Determine whether home work is economically feasible for you. Will you earn enough money at home to meet your needs? Home work does not offer fringe benefits, paid holidays, or overtime. However, the savings accrued by eliminating commuting costs, full-time child care, and wardrobe may offset these losses.
Check with an accountant for information on tax liabilities and deductions before beginning any home-based work. CPA Dolly DiPesa, a partner at Charles DiPesa and Company in Boston, Massachusetts, explains, "Income from work done at home is reported on a 1040 form as personal income for income tax purposes."
Segregate a work area just for you. If telephoning is involved, get a separate telephone for business. A portion of your total household expenses is deductible as a business expense if you have an office in the home. If you are starting your own business you will need a business certificate available from your city for a nominal fee. If you are selling a product, you must register with the state so that you can collect sales tax.

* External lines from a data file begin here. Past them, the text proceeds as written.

PR #171, opened 2020-06-25
Fix/passing firstname to form

TeddyAndersson:
Minor issue with props passing fixed. The key givenName of a user does not exsist anymore, instead we use firstname. This caused the name in a step title to display undefined

### DIFF
--- a/source/containers/Form/hooks/formActions.js
+++ b/source/containers/Form/hooks/formActions.js
@@ -16,9 +16,11 @@ export const DECREASE_COUNTER = 'DECREASE_COUNTER';
 /** @type { string } */
 export const START_FORM = 'START_FORM';
 
- /** @type { string } */
+/** @type { string } */
 export const UPDATE_ANSWER = 'UPDATE_ANSWER';
 
+/** @type { string } */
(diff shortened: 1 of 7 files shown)


source/containers/Form/hooks/formActions.js
```diff
@@ -83,6 +86,15 @@ export function startForm(state, payload) {
   };
 }
 
+/**
+ * Action to run when starting a form.
+ * @param {object} state the current state of the form
+ */
+export function submitForm(state, payload) {
```
zilaei, line 93: Parameter payload is not described in JSDoc.

source/containers/Form/hooks/useForm.js
```diff
@@ -41,6 +41,17 @@ function useForm(initialState) {
     });
   };
 
+  /**
+   * Function for handling a on submit action in the form.
+   * @param {func} callback callback function to be called on form submit.
+   */
+  const handleSubmit = callback => {
+    dispatch({
+      type: actionTypes.SUBMIT_FORM,
```
zilaei, line 50: Unresolved variable SUBMIT_FORM.

PR #172, opened 2020-06-25
Updated Datepicker Component

mysticlagoona:
Updated existing DatePicker component according to design. 
Either date, time or both date and time can be selected.

Fix lint errors

### DIFF
--- a/source/components/molecules/DateTimePicker/DateTimePickerForm.js
+++ b/source/components/molecules/DateTimePicker/DateTimePickerForm.js
@@ -1,12 +1,13 @@
 import PropTypes from 'prop-types';
-import React from 'react';
+import React, { useState } from 'react';
 import DateTimePicker from '@react-native-community/datetimepicker';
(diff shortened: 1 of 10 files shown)


source/components/molecules/DateTimePicker/DateTimePickerForm.js
```diff
@@ -21,49 +22,63 @@ const DateTimePickerForm = props => {
...
   mode: PropTypes.string,
+  /**
+   * Is an object that can define the locale, minuteInterval or minimumDate
+   */
   selectorProps: PropTypes.object,
-  submitHandler: PropTypes.func,
+  /**
+   * Sets the color theme, default is light.
+   */
+  color: PropTypes.string,
```
jwinding, line 81: Very minor, but if you say that the default it light, then make it so? Now it's dependent on the Input component. Also, we could restrict the allowed values to the color schemes defined for the input component.

PR #173, opened 2020-06-26
Handling field rendering with FormField and saving input values to state

TeddyAndersson:
The FieldList component have been replaced with the FormField component for handling the rendering of a field.
The onChange handler is passed down to an input in order to create controlled inputs.


zilaei:
Linter complains at hooks/formReducer.js, line 44.

PR #174, opened 2020-06-26
Add Checkbox Input Field molecule

jwinding:
Adds a molecule that shows a checkbox with a text to the side; with a little styling.

### DIFF
--- a/source/components/molecules/CheckboxField/CheckboxField.stories.js
+++ b/source/components/molecules/CheckboxField/CheckboxField.stories.js
@@ -76,11 +76,3 @@ const CheckboxFields = injectProps => {
     </View>
   );
 };
-
-const FlexContainer = styled.View``;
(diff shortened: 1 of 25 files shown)


source/components/molecules/CheckboxField/CheckboxField.stories.js
```diff
@@ -0,0 +1,86 @@
...
+          checked={checkboxValues.box6}
+          onChange={handleChange('box6')}
+        />
+      </View>
+    </View>
+  );
+};
+
+const FlexContainer = styled.View``;
+const FlexRow = styled.View`
```
zilaei, line 81: Unused constant FlexContainer, FexRow.

jwinding: Fixed in new commit.

PR #177, opened 2020-07-02
Feature/fetch cases

zilaei:


source/helpers/ApiRequest.js
```diff
@@ -23,7 +32,7 @@ const request = async (endpoint, method, data, headers) => {
   };
 
   // Do request
-  const req = await axios({
+  return axios({
     url,
     method,
     headers: newHeaders,
```
jwinding, line 38: Don't you need the await here?

PR #178, opened 2020-07-03
Feature/load current case

jwinding:
Loads the latest case into currentCase, and uses it to fill in values in the form (if they exist).

Also a small fix for the keyboard covering input fields. This needs more styling and possibly other logic alltogether, but we need something to make it usable in the meantime.

### DIFF
--- a/source/App.js
+++ b/source/App.js
@@ -20,7 +20,7 @@ import { CaseProvider } from './store/CaseContext';
  */
 
 const App = () => {
-  if (Config.IS_STORYBOOK !== 'true') {
+  if (Config.IS_STORYBOOK === 'true') {
     return (
       <AuthProvider>
         <CaseProvider>
--- a/source/App.js
+++ b/source/App.js
@@ -20,7 +20,7 @@ import { CaseProvider } from './store/CaseContext';
  */
 
 const App = () => {
-  if (Config.IS_STORYBOOK === 'true') {
+  if (Config.IS_STORYBOOK !== 'true') {
     return (
       <AuthProvider>
         <CaseProvider>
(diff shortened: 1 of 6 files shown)


source/containers/Form/Form.js
```diff
@@ -61,21 +70,29 @@ const {
...
                     };
                   }
 
                   case 'submit': {
                     return {
                       label: action.label,
-                      onClick: () => handleSubmit(onSubmit),
+                      onClick: () => {
+                        updateCaseInContext(formState.formAnswers, 'submitted');
+                        handleSubmit(onSubmit);
```
zilaei, line 85: ESLint: 'handleSubmit' is not defined.

source/App.js
```diff
@@ -20,7 +20,7 @@ import { CaseProvider } from './store/CaseContext';
  */
 
 const App = () => {
-  if (Config.IS_STORYBOOK === 'true') {
+  if (Config.IS_STORYBOOK !== 'true') {
```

Keep records. DiPesa also stresses that record keeping is very important. "Keep your systems in order. Keep ledgers for cash receipts, disbursements, and accounts receivable." In addition to the deductions for your mortgage payment or rent, electric, heat, and insurance bills and any other business-related expenses are also deductible.
To Incorporate or Not? For certain types of home-based businesses a lawyer's input would be valuable. Decisions such as whether to incorporate or be a sole proprietor should be made following a legal consultation.